One paradigm, termed ‘conditioned pain modulation’ (CPM), assesses spatial filtering of nociceptive information and examines the decrease in pain sensation evoked by one stimulus in parallel to delivering another painful stimulus to a remote body site. Another paradigm, termed ‘offset analgesia’ (OA) assesses temporal filtering of nociceptive information. In this paradigm the intensity of a thermal stimulus is reduced incrementally, while the decrease in reported pain is disproportionately large. Usually, chronic pain patients demonstrate less efficient inhibitory response to CPM and/or OA paradigm.

We asked whether the results of these two pain inhibitory paradigms reflect the same physiological processes, or different ones. In other words, either both engage the same pathways, or each engages distinct and independent ones. To examine this question, we tested CPM and OA paradigms on healthy subjects during an fMRI scan.

We found that although pain reduction was induced by both the CPM and OA paradigms, there was no association between the magnitude of pain reduction during CPM versus OA, suggesting they might engage different inhibitory mechanisms.

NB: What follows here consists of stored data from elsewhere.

Issue #7932, opened 2026-08-27
Flyte 2: platform settings service


cosmicBboy:

davidlin20dev:
Hi @cosmicBboy,
Just wanted to add some context here.
I'm currently working on this under @pingsutw's RFC: #7775
Linking the 6 related PRs below:

Merged:
- #7841
- #7859
- #7881
- #7900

This line was further supported by the different brain activation patterns that were observed for each response; CPM produced reduced activity in the thalamus, insula, SII and the brainstem while OA produced reduced activity in SI together with increased activity in the anterior insula, dorso-lateral prefrontal cortex, intra-parietal sulcus, and the brainstem. Thus, spatial filtering evoked by CPM appears to be largely spinally mediated and results in widespread reductions in the activity of brain regions involved in nociceptive processing. In contrast, temporal filtering evoked by OA produces activation of numerous brain regions involved in pain modulation. This indicates that endogenous analgesia can be achieved by activation of different inhibitory mechanisms in spinal and/or supra-spinal levels.

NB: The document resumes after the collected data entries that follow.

PR #263, opened 2023-05-21
use vite for faster and supported way to build react frontend

FlorianSW:
Create React App is unsupported and mainly unmaintained. It also does not build stuff very fast and efficiently. Vite is one alternative, which fixes all these points.


FlorianSW:
I run the thing locally as well as when building it with docker. However, at never with a running backend so far :D

rcongui/.env
```diff
@@ -1 +1 @@
-REACT_APP_API_URL=http://127.0.0.1:8000/api/
+REACT_APP_API_URL=http://localhost:3000/api/
```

These findings of separate inhibitory mechanisms might open a future door to better targeting of treatment approaches, where an impaired mechanism in one modality or the other could help predict which treatment to try first.

About Hadas Nahman-Averbuch

Hadas Nahman

Hadas Nahman-Averbuch is a PhD student in the Clinical Neurophysiology Laboratory under the supervision of Prof. David Yarnitsky at the Technion-Israel Institute of Technology. During her studies she collaborated with Prof. Robert C. Coghill at Wake Forest School of Medicine and the Pain Care Unit at Tel Aviv Sourasky Medical Center (Ichilov).

Hadas’s research interests include pain modulation mechanisms in healthy subjects and pain patients and their relations with psychological factors and autonomic function.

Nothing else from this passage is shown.